Tuesday, November 24, 2009

execnet

execnet is another python remote execution package. looks kind of like a pythonic mpi with minimal setup overhead, since the sends and receives are manual. can give modules to remote instances, but you have to resolve import dependencies manually.

support vector machines with pyml

there are a number of svm codes out there, but the only non-swiged pure python one for which i've seen a third-party recommendation is pyml. decent general svm intro doc, too.

Information Theory, Inference, and Learning Algorithms

another book available online, including latex and octave, perl, etc, source. might be a good ref on IT basics, neural nets, coding, compression, and monte carlo.

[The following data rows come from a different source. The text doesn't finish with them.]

Issue #120, opened 2020-05-03
Improve list diffing/patching performance


JaggerJo:
FuncUI currently implements super simple list diffing that works just fine in most cases.

There are cases where a list contains complex or a lot of different items this can be problematic. Especially when items are inserted at index 1 - because this currently will result in rebuilding all items.

Implementing a 2nd list diffing strategy that utilises keys to reduce the required patch work could speed up list diffing by a lot. ([here](https://reactjs.org/docs/reconciliation.html#keys) is how react does it)

Adding a Key to Avalonia Controls is easily possible using AttachedProperties. (We actually implicitly attache properties to controls for internal subscription handling - IIRC)

```fsharp
StackPanel.children [
    TextBlock.create [
        TextBlock.key "item 1"
        TextBlock.text "item 1"
        ...
    ]
    ...
]
```

WillEhrendreich:
should this be open, still? the discussion on #157 seems to suggest it's been integrated into things, now.

PR #157, opened 2021-03-04
Feature: View key property

B-Reif:
This PR adds a new base property (and attr) to FuncUI called "key". FuncUI notes whether or not the key attribute changes in a ViewDelta. If the key has changed, then FuncUI will teardown the IControl and create a new one, instead of patching the existing IControl.

### Motivation
FuncUI currently decides whether or not to patch an IControl based only on its type. By exposing the "key" attribute, the app author can explicitly choose to re-create the IControl from scratch instead of diffing it. This can improve performance and behavior in cases when diffing is inappropriate. 

### Example
Suppose an app switches between different collections:

```fs
type ListKind = Letters | Numbers
type State = {
  Letters: char list
  Numbers: int list
  ActiveList: ListKind
}
let view state =
  match state.ActiveList with
  | Letters -> 
    ListBox.create [ 
      List.dataItems state.Letters
      // template goes here
    ]
  | Numbers -> 
    ListBox.create [ 
      List.dataItems state.Numbers
      // template goes here
    ]
```

This view function always returns a ListBox view. When ActiveList changes from Letters to Numbers, FuncUI will attempt to diff the contents of all of these lists. This diff would have a time complexity relative to both lists, and the change in the item type (from char to int) could also cause unpredictable behavior. By specifying a key attribute, we can tell FuncUI to skip diffing:

```fs
let view state =
  match state.ActiveList with
  | Letters -> 
    ListBox.create [ 
      Control.key "lettersList"
      // ...
    ]
  | Numbers -> 
    ListBox.create [
      Control.key "numbersList"
      // ... 
    ]
```

Now when the view function returns a ListBox view, FuncUI will notice the `key` attr has changed and skip diffing. This will improve rendering performance and improve behavior when changing item type.

In the future, we could also use the key attr to match views across renders and patch instead of re-create (for example, when the same elements are re-ordered). For now this PR only supports the "skip diffing" behavior.

### Prior Art
[Keys in React](https://reactjs.org/docs/lists-and-keys.html#keys)
[Reconciliation in React](https://reactjs.org/docs/reconciliation.html#recursing-on-children)

### See also
#120


src/Avalonia.FuncUI.DSL/Base/Control.fs
```diff
@@ -31,4 +33,5 @@ module Control =
         static member contextMenu<'t when 't :> Control>(menu: ContextMenu) : IAttr<'t> =
             AttrBuilder<'t>.CreateProperty<ContextMenu>(Control.ContextMenuProperty, menu, ValueNone)
            
-           
\ No newline at end of file
+        static member key<'t when 't :> Control>(key: string) : IAttr<'t> =
+            AttrBuilder<'t>.CreateProperty<string>(ViewMetaData.KeyProperty, key, ValueNone)
```
JaggerJo, line 37: Having UUIDs is common for items in a list - providing an overload would be handy.
```suggestion
        static member key<'t when 't :> Control>(key: string) : IAttr<'t> =
            AttrBuilder<'t>.CreateProperty<string>(ViewMetaData.KeyProperty, key, ValueNone)
            
        static member key<'t when 't :> Control>(key: System.Guid) : IAttr<'t> =
            AttrBuilder<'t>.CreateProperty<string>(ViewMetaData.KeyProperty, string key, ValueNone)
```

JaggerJo (approved):
Thanks for the contribution! 

Looks good so far. Would be nice to do some more clever things with list diffing and patching.

dsyme:
@B-Reif Are you interested in becoming co-maintainer on this repository?  Please see #172

JaggerJo:
Keys are implemented in my PR https://github.com/fsprojects/Avalonia.FuncUI/pull/179 

It turned out there is a solution that does not require iterating the attributes twice. 
Thanks for the work - only realised it after using your implementation.

Issue #825, opened 2015-01-02
Add a README.md


ambs:
Add a readme file to the root folder of the repository with minor information, like the link to our website.

PR #826, opened 2015-01-03
Add README

nunorc:
Add a minimalist README.md file, described in PerlDancer/Dancer2#825


xsawyerx:
Since we're using Dist::Zilla, we would just create it using the appropriate dzil plugin.

While I appreciate the work, we would then need to keep updating it. If we use a dzil plugin, it gets created automatically on a release.

Would you like to provide a pull request that adds the right plugin?

nunorc:
Workin on a new pul request, thank you.

xsawyerx:
@nunorc Thank *you*. :)

Issue #769, opened 2014-11-24
Rename show_errors as show_stacktrace?


xsawyerx:
`show_errors` actually means to show stacktrace. It's confusing. Wouldn't be better to rename it to `show_stacktrace`?

We can still support `show_errors`, but at least now there's a more descriptive configuration.

ambs:
Just for reference, this includes:

  * changing tests (if any)
  * change the default config file
  * update configuration
  * update the code itself.

And :+1: from me.

msouth:
One good thing about show_stacktrace is that most developers are going to immediately know that this variable is something about output meant for consumption by developers.

nunorc:
Pull request #829 only does the renaming part, I'm guessing that another part would be to support (at least for some time) both options, not sure what is the deprecation cycle on such matters.

xsawyerx:
@nunorc that was my exact comment just now on the PR. :)

xsawyerx:
Merged #1662.

Issue #743, opened 2014-10-31
Define a proper deprecation policy


ambs:
Hello

There was some "discussion" between me and @xsawyerx about deprecation of `param`. Not that we disagree on deprecating it, but rather, we disagree on what is deprecation.

So, this thread is to ask for a proper discussion on what is deprecation for Dancer2.

In my point of view, the definition of deprecation we had in the old days for Dancer was working well:

   1 First, the deprecated functionality/feature was marked as **soft deprecated**. It still worked, but issued a warning to the log files.
   2 Then, after a period of time, or after a fixed number of releases, the functionality/feature was marked as **hard deprecated**. It no longer worked, but an error was thrown on its usage.
   3 Again, after a period of time, or after a fixed number of releases, the functionality/feature disappeared completely.

This allowed us to clean code that we think is bad, buggy or that makes confusion to unaware developers. Also, it would allow us to, for example when deprecating a DSL keyword, to have it free again after some time, in order to fix it properly, for example.

In that "discussion" I had with @xsawyerx , his idea was to leave the `param` DSL keyword hanging in the code, but issuing a warning. As I've told him, for apps that are running, developers will not notice a feature is deprecated unless it gets to the **hard deprecated** stage, where it fails. In other words, it is very not probable they will look into the app logs unless it is failing. If we keep the code warning for ever, what we are doing is making our log files bigger (a lot!).

Therefore, I ask that we think about deprecation, and define a proper deprecation policy that should be followed by any feature, keyword or submodule that we want to change or remove.

VinceW:
Closely related to deprecation is in my opinion backward-compatibility.

The perl.org documentation is pretty clear about this at: http://perldoc.perl.org/perlpolicy.html#BACKWARD-COMPATIBILITY-AND-DEPRECATION

I think a Dancer2 policy should adhere to this policy because companies, project managers, change managers, developers, etc who are familiar with Perl (but not with Dancer2) are probably expecting the same compatibility/deprecation policy as Perl in general has.

In respond to the scenario outlined by @ambs:
> As I've told him, for apps that are running, developers will not notice a feature is deprecated unless it gets to the hard deprecated stage, where it fails. In other words, it is very not probable they will look into the app logs unless it is failing. If we keep the code warning for ever, what we are doing is making our log files bigger (a lot!).

[...]

PR #829, opened 2015-01-07
Rename show_errors to show_stacktrace

nunorc:
This plainly renames show_errors to show_stacktrace, regarding issue PerlDancer/Dancer2#769

### DIFF
--- a/lib/Dancer2/Config.pod
+++ b/lib/Dancer2/Config.pod
@@ -308,7 +308,7 @@ to use them.
 Sessions are configured with a corresponding L</Session engine> section, as
 shown below.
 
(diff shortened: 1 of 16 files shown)


xsawyerx:
I will be happy to merge this once I merge @SnigdhaD's work on the docs, just to make sure we don't have to rebase over 3,000 lines of changes... again. :)

xsawyerx:
But also, and that's important to know, we can't simply switch. We need to deprecate it. That means produce a warning and still support it. Maybe we want to revisit #743 and sort that out soon?

xsawyerx:
Merged #1662.

PR #834, opened 2015-01-14
Improve scoping of app cleanup after dispatch (#762)

### LINKED ISSUE #762: 404s cause internal server error if you use a 404 template
This is related to the various scoping issues.
If you use a views/404.tt, and you try and go to a route that doesn't exist, you will get an internal server error(500), not a 404.

This is because the templating system requires the request and session, but by the time sub response_not_found is called, all the engines have had their request and session objects cleared by cleanup()

veryrusty:
If the request dispatch fails to match any route, render any error template before cleaning up the app context, then immediately return the rendered (error) response.

This is as close to using 'local' vars for scoping as we can get, without actually using localized vars.

Resolves #762.

### DIFF
--- a/lib/Dancer2/Core/App.pm
+++ b/lib/Dancer2/Core/App.pm
@@ -1198,9 +1198,8 @@ DISPATCH:
         last;
     }
 
-    $self->cleanup;
 
-    # make sure Core::Dispatcher recognizes this failure
+    # No response! ensure Core::Dispatcher recognizes this failure
     # so it can try the next Core::App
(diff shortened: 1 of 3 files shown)


shumphrey:
looks good :thumbsup:

xsawyerx:
Excellent! :+1: 

I have a working concept of how to completely localize the request and response objects so they no longer exist in App, and allow for asynchronous code. Working PoC existing on a piece of paper. :)

veryrusty:
Woot. Two thumbs up. Merged :dancers:

PR #836, opened 2015-01-23
Delayed responses (asynchronous + streaming)

xsawyerx:
It's finally in. I went nuts. It worked.

I want to test it some more and write a few example usages for it. I also want to merge the keywords with prototypes branch because it will smooth out the syntax.

What do you think? :)

### DIFF
--- a/lib/Dancer2/Core/App.pm
+++ b/lib/Dancer2/Core/App.pm
@@ -1235,41 +1235,39 @@ sub _dispatch_route {
     $self->execute_hook( 'core.app.before_request', $self );
     my $response = $self->response;
 
-    my $content;
     if ( $response->is_halted ) {
-        # if halted, it comes from the 'before' hook. Take its content
-        $content = $response->content;
+        return $self->_add_content_to_response(
+            $response, $response->content,
+        );
     }
-    else {
-        $content = eval { $route->execute($self) };
 
+    $response = eval {
+        $route->execute($self)
+    } or do {
         my $error = $@;
-        if ($error) {
-            $self->log( error => "Route exception: $error" );
-            $self->execute_hook( 'core.app.route_exception', $self, $error );
-            return $self->response_internal_error($error);
-        }
+        $self->log( error => "Route exception: $error" );
+        $self->execute_hook( 'core.app.route_exception', $self, $error );
+        return $self->response_internal_error($error);
+    };
+
+    return $response;
+}
+
+sub _add_content_to_response {
+    my ( $self, $response, $content ) = @_;
+
+    defined $content or return $response;
+
+    # The response object has no back references to the content or app
+    # Update the default_content_type of the response if any value set in
+    # config so it can be applied when the response is encoded/returned.
+    if ( exists $self->config->{content_type}
+      && $self->config->{content_type} ) {
+        $response->default_content_type($self->config->{content_type});
     }
 
-    $response->has_content
-        and $content = $response->content;
-
-    if ( ref $content eq 'Dancer2::Core::Response' ) {
-        $response = $self->set_response($content);
-    }
-    elsif ( defined $content ) {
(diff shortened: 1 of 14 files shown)


veryrusty:
@xsawyerx++ I really like where this is going.

I note that the new `Core::Response::Delayed` class does not consume `Dancer2::Core::Role::Headers` like `Core::Response` does. If someone is using sessions with delayed responses, this is going to cause issues with the session header management in the `after_request` hook. As long as the response attribute "handles" the required methods, ( `headers`, `header` and `push_header` ), this should all "just work".

xsawyerx:
While trying to work on an example with @mickeyn I found a problem with this implementation.

I'm going to try and sort it out before I handle the issues you mentioned.

Let me dive back in.

xsawyerx:
I solved it.

I need to sort out @SnigdhaD's branch first and then I'll get back to this.

Basically I'm introducing another keyword, `delayed_sub` for now, which is used instead of a sub, and that gets localized again. Actually works. I wrote a Dancer2 + AnyEvent example. I'll write a few more.

xsawyerx:
@veryrusty @shumphrey I just added the last item (2 commits) necessary to make this complete.

I want to add some more tests and documentation, but the code is there.

Please to review. :)

xsawyerx:
The following is an example with `AnyEvent` and various timers.

    use Dancer2;
    use AnyEvent;

    my @timers = ();
    my $times  = 5;
    get '/status' => sub {
        delayed sub {
            print "Starting...\n";
            flush;
            content "foo\n";

            push @timers, AE::timer 2, 1, delayed sub {
                @timers == 1
                    and push @timers, AE::timer 0, 0.5, delayed sub {
                        content "baz\n";
                    };

                content "bar\n";
                if ( $times-- == 0 ) {
                    done;
                    undef @timers;
                    push @timers, AE::timer 2, 0, sub {
                        print "Done!\n";
                        undef @timers;
                    };
                }
            };
        };
    };

    __PACKAGE__->to_app;

You can run this code on the server with:

    plackup -Ilib eg.pl

(Assuming you're in the repository directory and have the code saved in a file `eg.pl`.)

You can run a check on it with:

    curl localhost:5000/status

What this code does is:
* Print "Starting" to the terminal (server).
* Flush headers and send "foo" to the client.
* Start a timer that will run in 2 seconds.
* That timer will send "bar" to the client every second.
* The first time this timer will run, it will create another timer which will run right away.
* The second timer will run instantly and will send "baz" to the client every half a second.
* Once the main timer runs enough times, it clears off all the timers, creates a new one, and closes the connection.
* The last timer (after all timers are done and the connection is closed) runs after two seconds, once, and prints "Done!" to the terminal (server).

What this showcases is:
* You can flush
* You can send stream to the user
* You can create asynchronous actions with `delayed` keyword
* You can still create asynchronous actions with regular `sub`, but they won't have keywords

I think that's good for now. :)

veryrusty:
This looks good. I wanted to ensure that a delayed (but not async) responses have after hooks setting headers correctly (eg. for session flushing). Easiest way was to include another test case (e3eba7b).

@xsawyerx I applaud your awesome craziness :D  Its a :+1: from me!

Possible things to look at later:
  * When the dispatch calls the [after_request hook](https://github.com/PerlDancer/Dancer2/blob/feature/delayed-responses/lib/Dancer2/Core/App.pm#L1193), the request object is passed as a param. That may be a delayed response object. We may want to stop passing that param, or pass `$Dancer2::Core::Route::RESPONSE` as the methods a delayed response object has are very different (no headers for example).

  * I haven't though this through, but I wonder if its worth considering having the `flush` keyword (which writes out response headers), to do things like session flushing the current after_request hook does. As I said, I haven't thought it through and maybe async and sessions don't need it..??

xsawyerx:
Merged!

Issue #840, opened 2015-02-01
No after hook executed after redirect means no session (e.g. dancr.pl example fails)


bigpresh:
Krys006 on #dancer was having issues with the tutorial dancr.pl from Dancer2::Tutorial - he could submit the login form, and saw the splash login message, but the login link remained (instead of logout), and there was no form to add an entry.

A bit of investigation showed that no `Set-Cookie` header was being sent, so there was no session in the next request (although - I'm puzzled how the splash message worked, now I come to think of it, but that's another matter).

The dancr.pl code does:

```perl
            session->write('logged_in' => true);
            set_flash('You are logged in.');
            return redirect '/';
```

Changing it to return some content, rather than a redirect, solved the issue - a Set-Cookie header was sent, establishing a session, and everything worked as expected after that.

A bit more digging showed that `after` hooks don't appear to run after requests which perform a redirect.  I can't see why that should be the case - and that sounds like the bug to fix?

(In dancr.pl I added:

```perl
hook after => sub {
    warn "After hook executing for request to " . request->path;
};
```

... I would see it execute for "/", then for "/login" (requesting the login form), but after submitting the login form, I'd see it execute only for "/" (when the browser re-fetches the main page), but *not* for "/login" when the login form was actually submitted.)

Possible that this is related to #811 (as a cause)?

bigpresh:
I note that the implementation of `redirect` claims:

```perl
    # Short circuit any remaining before hook / route code
    # ('pass' and after hooks are still processed)
    $self->has_with_return
        and $self->with_return->($self->response);
```

Seems that comment may be a lie :)  I'm not familiar enough with D2's low-level guts and Return::MultiLevel to figure it out at this moment, so I'd very much appreciate input from anyone who can help?

veryrusty:
@bigpresh The after hook is being called - there are explicit tests for this in the test suite.

The reported symptoms are due to the session implementation being "lazy". We try not to create a session object unless we "need" it; as such, the session object is only set in the engine objects if the `session` keyword is used.

The route for `/` in the tutorial does not call `session`, hence no session object is instantiated or set in the template engine before the template is rendered. (This is may well be what was being seen in #811.)

There has to be a more friendly way than expecting users to call `session` before rendering a template that involves rendering session data, but at the same time keeping the session implementation as lazy as possible.

bigpresh:
Well, my test in my test app suggested the after hook did *not* get called for the request that was redirected.

[...]

PR #842, opened 2015-02-03
Ensure session data is available to template engines

veryrusty:
Sessions are lazy. Some effort was put in to ensure we do not instantiate a session object if it was unnecessary. 

Template engines *should* add any session data to the hash of tokens before rendering. However, if the session object hasn't been created, there is no session data for template engines to add.  The (dancr) app in our tutorial fails because of this. See #840.

This Pr fixes the existing tests to trigger this situation, and ensures a session object is created (if needed) before processing a template.

### DIFF
--- a/lib/Dancer2/Core/App.pm
+++ b/lib/Dancer2/Core/App.pm
@@ -7,6 +7,7 @@ use Scalar::Util       'blessed';
 use Module::Runtime    'is_module_name';
 use Return::MultiLevel ();
 use Safe::Isa;
+use Scalar::Lazy       ();
 use File::Spec;
 
 use Plack::Middleware::Conditional;
@@ -667,6 +668,11 @@ sub template {
 
     my $template = $self->template_engine;
     $template->set_settings( $self->config );
+
+    # A session may exist but the route code may not have instantiated
+    # the session object (sessions are lazy). If this is the case, do
+    # that now, so the templates have the session data for rendering.
+    $self->has_session && ! $template->has_session && $self->setup_session;
 
     # return content
     return $template->process( @_ );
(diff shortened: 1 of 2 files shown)


lib/Dancer2/Core/App.pm
```diff
@@ -7,6 +7,7 @@ use Scalar::Util       'blessed';
 use Module::Runtime    'is_module_name';
 use Return::MultiLevel ();
 use Safe::Isa;
+use Scalar::Lazy       ();
```
xsawyerx: I don't see `Scalar::Lazy` used anywhere.

lib/Dancer2/Core/App.pm
```diff
@@ -668,6 +669,11 @@ sub template {
     my $template = $self->template_engine;
     $template->set_settings( $self->config );
 
+    # A session may exist but the route code may not have instantiated
+    # the session object (sessions are lazy). If this is the case, do
+    # that now, so the templates have the session data for rendering.
+    $self->has_session && ! $template->has_session && $self->setup_session;
```
xsawyerx: Could we use a logical `and` here at the end, so separate the *check* from the *action*?

    $self->has_session && ! $template->has_session
        and $self->setup_session;

lib/Dancer2/Core/App.pm
veryrusty: Oops - that's a leftover for another experiment that I missed removing :( Thanks for spotting it!

veryrusty:
@xsawyerx Removed the errant unused dependency and separated the logic in commit 2eb80e3.

That commit should get squashed with fb32840 before merging. Happy to do that if there are some thumbs up :)

xsawyerx:
Merged, thanks! :+1:

PR #843, opened 2015-02-04
Add missing attributes for test class

haarg:
The test relied on Moo classes without any attributes storing everything
given to their constructor.  This will be changed with a future version
of Moo.  Instead, create the appropriate attributes for the test class.


veryrusty:
Thanks @haarg for the PR and heads up for the upcoming Moo 2.0 changes !

PR #845, opened 2015-02-04
Feature/prefix consistency modified

veryrusty:
This is based on @xsawyerx awesome work from #817 with some extra tests.

In the case when the prefix is `undef` and the concatenated route regexp does not begin with a `/`, implicitly adds a leading '/' to make it a matchable route. i.e. both the following will now match the path `/`.
```
  prefix '/' => sub { get '' => sub {...} };
  prefix '/' => sub { get '/' => sub {...} };
```
This seems a reasonable balance between doing what was expected, but some may find it inconsistent.
In which case I'd be happy to die in the case when the prefix is undef and the (concatenated) route regexp did not begin with a `/`.

### DIFF
--- a/lib/Dancer2/Core/Request.pm
+++ b/lib/Dancer2/Core/Request.pm
@@ -1,9 +1,7 @@
 package Dancer2::Core::Request;
-
 # ABSTRACT: Interface for accessing incoming requests
 
 use Moo;
-
 use Carp;
 use Encode;
 use HTTP::Body;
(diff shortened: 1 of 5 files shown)


veryrusty:
<bump> It wasn't my intention to bike-shed/stall #817, but its been almost 2 months..

xsawyerx:
Yeah, I need to start reviewing everything. I got some vacation time this weekend and next, so I'll sit and work on some issues.

@veryrusty keep nudging. :)

xsawyerx:
Merged!

Issue #846, opened 2015-02-05
Add automated tests for changes in Issue 565


drmuey:
Will add details in a bit, just need an issue # for now.

drmuey:
issue 565

pull request 847

xsawyerx:
@drmuey care to update with the test? :)

drmuey:
you bet, I am in the middle of crazy town ATM so it might be a bit :)

xsawyerx:
Take your time. :)

PR #847, opened 2015-02-05
Issue 565: Fix HTTP Status template logic and documentation

drmuey:
* added: do, per doc, error_template after error specific static file
* fixed: error specific template file would result in a
* fixed: Config POD had incorrect template variables.
* added: more template info to Config POD including the previously
  undocumented $views/$error_code.tt
* removed unreferenced internal method _render_html
  (i.e. it is confusing and probably why this was overlooked since
   it calls a non-existent method error_template())
* other POD/comments that needs to note $views/$error_code.tt

Current t/ all pass, manual testing passed, new t/ tests via GH #846.

### DIFF
--- a/lib/Dancer2/Config.pod
+++ b/lib/Dancer2/Config.pod
@@ -312,7 +312,7 @@ shown below.
 
 If set to true, Dancer2 will render a detailed debug screen whenever an
 error is caught. If set to false, Dancer2 will render the default error
-page, using $public/$error_code.html if it exists or the template specified
+page, using $public/$error_code.html if it exists, $views/$error_code.tt or the template specified
 by the C<error_template> setting.
 
 The error screen attempts to sanitise sensitive looking information
@@ -323,7 +323,7 @@ divulging details.
 =head3 error_template (template path)
 
 This setting lets you specify a template to be used in case of runtime
-error. At the present moment the template can use three variables:
+error. At the present moment the template (as well as $views/$error_code.tt templates) can use four variables:
 
 =over 4
 
@@ -331,15 +331,29 @@ error. At the present moment the template can use three variables:
 
 The error title.
 
-=item B<message>
+=item B<content>
 
-The error message.
+The error specific content (if any).
 
-=item B<code>
+=item B<status>
 
-The code throwing that error.
+The HTTP status code throwing that error.
+
+=item B<exception>
+
+The stringified exception (e.g. $@) if any.
 
 =back
+
+Keep in mind that 'content' and 'exception' can vary depending on the problem.
+
+For example:
+
+A 404 has an empty 'exception' and 'content' contains the URI that was not found. Unless you do the 404 yourself via  C<send_error("You chose … poorly!", 404);>, then 'content' is 'You chose … poorly!'.
+
+A 500 because of, say, dividing 0 by 0 will have an empty 'content' and 'exception like 'Illegal division by zero at …'.
+
+A 401 from C<send_error("You can not know the secret until you sign in grasshopper!", 401);> will have an empty 'exception' and 'content' will contain 'You can not know the secret until you sign in grasshopper!'.
 
 =head2 Logger engine
 
--- a/lib/Dancer2/Config.pod
+++ b/lib/Dancer2/Config.pod
@@ -312,7 +312,7 @@ shown below.
 
 If set to true, Dancer2 will render a detailed debug screen whenever an
 error is caught. If set to false, Dancer2 will render the default error
-page, using $public/$error_code.html if it exists, $views/$error_code.tt or the template specified
+page, using C<$public/$error_code.html> if it exists, C<$views/$error_code.tt> or the template specified
 by the C<error_template> setting.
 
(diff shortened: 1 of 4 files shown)


drmuey:
For Issue 565

lib/Dancer2/Config.pod
```diff
@@ -312,7 +312,7 @@ shown below.
 
 If set to true, Dancer2 will render a detailed debug screen whenever an
 error is caught. If set to false, Dancer2 will render the default error
-page, using $public/$error_code.html if it exists or the template specified
+page, using $public/$error_code.html if it exists, $views/$error_code.tt or the template specified
```
xsawyerx: This should be in a POD C<> or F<> format.

lib/Dancer2/Config.pod
```diff
@@ -323,7 +323,7 @@ divulging details.
 =head3 error_template (template path)
 
 This setting lets you specify a template to be used in case of runtime
-error. At the present moment the template can use three variables:
+error. At the present moment the template (as well as $views/$error_code.tt templates) can use four variables:
```
xsawyerx: This too.

lib/Dancer2/Config.pod
```diff
@@ -331,16 +331,30 @@ error. At the present moment the template can use three variables:
...
+
+The stringified exception (e.g. $@) if any.
 
 =back
 
+Keep in mind that 'content' and 'exception' can vary depending on the problem.
+
+For example:
+
+A 404 has an empty 'exception' and 'content' contains the URI that was not found. Unless you do the 404 yourself via  C<send_error("You chose … poorly!", 404);>, then 'content' is 'You chose … poorly!'.
```
xsawyerx: Can we remove the Unicode ellipsis here for three dots instead?

lib/Dancer2/Config.pod
```diff
@@ -331,16 +331,30 @@ error. At the present moment the template can use three variables:
...
+
+A 500 because of, say, dividing 0 by 0 will have an empty 'content' and 'exception like 'Illegal division by zero at …'.
```
xsawyerx: Same.

xsawyerx:
Looks good to me. Thank you.

Would it be possible to get a test added to this? I would prefer having two actually: one for the class and one for the DSL.

lib/Dancer2/Config.pod
drmuey: good idea, will do, thanks

lib/Dancer2/Config.pod
drmuey: Sure, force of habit, I'm a unicode nut ;)

drmuey:
@xsawyerx Thanks for the code review, I just pushed the POD tweaks you requested.

I'll try to add the tests too but it may take a while as I am in the midst of a crazy few weeks.

Normally I'd be all about including the tests with the change but due to the time factor and since it was totally broken before and the testing noted in the initial commit being good, I opted to create #846 in order for me or someone else to follow up so that the fix could go in sooner but am happy to do it here if the delay is acceptable.

Let me know, thanks!

lib/Dancer2/Core/Error.pm
```diff
@@ -255,8 +254,13 @@ has content => (
                     }
                 );
             };
+
             # return rendered content unless there was an error.
-            defined $content && return $content;
+            if (defined $content) {
+                # Why is this necessary here and not with other templates e.g. like route templates?
+                utf8::encode($content) if utf8::is_utf8($content); # less confusing via String::UnicodeUTF8: $content = get_utf8($content) if is_unicode($content)
```
DavsX: Is this something to be conserned about? http://stackoverflow.com/a/14584079

drmuey: The stackoverflow thing is a bit alarmist. The use of utf8:: is ok as it is checking the state of the variable. 

If we don't do it the data is garbled, just seemed odd that it need done since it isn't with other template renderings in dancer2.

If the template thing is changed this code will still work right due to the check.

HTH

veryrusty: You can configure an app to use an encoding other than UTF-8. The "Why is it necessary" comment and having to do that twice points to this being the wrong place to be dealing with encodings.

For the content returned from a route (including templates), that content is added to the response object then the response is asked to encode it via `$response->content($content); $response->encode_content;`.

`Dancer2::Core::Error->throw` populates the response. Do any encoding there.

drmuey: It was needed in an app that was set to UTF8. We could only do it if the config is set to UTF8 to make it that much safer I suppose. I'll add that ASAP.

I also agree that it probably points to another bug that needs fixed that was never seen since the error feature has been broken. If that gets fixed this part will still be good to go.

veryrusty:
@drmuey @DavsX I've rebased and squished these commits and added another to deal with Error serialization and content encoding in Pr #849.

xsawyerx:
#849 merged. Thanks!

data clustering for screen scraping

i just had an idea for an application of unsupervised data clustering. a quick google popped up python-cluster. looks like it's been abandoned for a couple of years, but it has a hierarchical algorithm and (maybe) k-means. i might try it. also, scipy.cluster has kmeans and vector quantization, with self organized feature maps and other methods promised later. the app is screen scraping web pages and trying to get the main content (an article, for example) without the ads, links, and other junk around the edges. i think it might be possible to look at each line (after tossing everything inside script tags) and separate the lines based on their length and the percent of the line inside html markup. the reasoning is that real content usually has long lines in the source and a small fraction of html taggage. i probably want to throw in line index as a third variable, since the lines i want will probably be close together. another thing i could do is grab multiple pages from the same site: either multiple articles that should have the same format or multiple copies from different days for a frequently updated page. that would allow me to do two things. first, i could combine data points from multiple pages to get higher point density for the cluster detection. (might need to test if an each individual page is sampled from the same distribution as the others to throw out outliers.) second, i could detect identical lines to throw away as nonunique boilerplate.
the ubuntu python-mvpa package looks like it might fit the bill.

Wednesday, November 18, 2009

Software for Hidden Markov Models and Dynamical Systems

all the source and the whole build system for a book by andrew fraser is online. the code is written in python, and the typesetting uses rubber, the python wrapper for all things tex. not only is the subject matter interesting (an application chapter on obstructive sleep apnea), but i think it has some good examples of how to write a book or long report with python and latex. took a _long_ time to put everything together, but it generates the whole book. if i actually use it, i think i'll have to buy the book in gratitude. (had to comment out a \printnomenclature line to get latex to run. guess i have a bad nomencl.)

Tuesday, November 17, 2009

Flexible Algorithms for Image Registration

book by jan modersitzki that has an associated website with matlab (meh) software and other ref docs.

Scientific Computation

book from cambridge u press by gaston gonnet. i'm not sure the methods are extremely advanced, but it gives an interesting spread of applications, including protein structure and stock price prediction.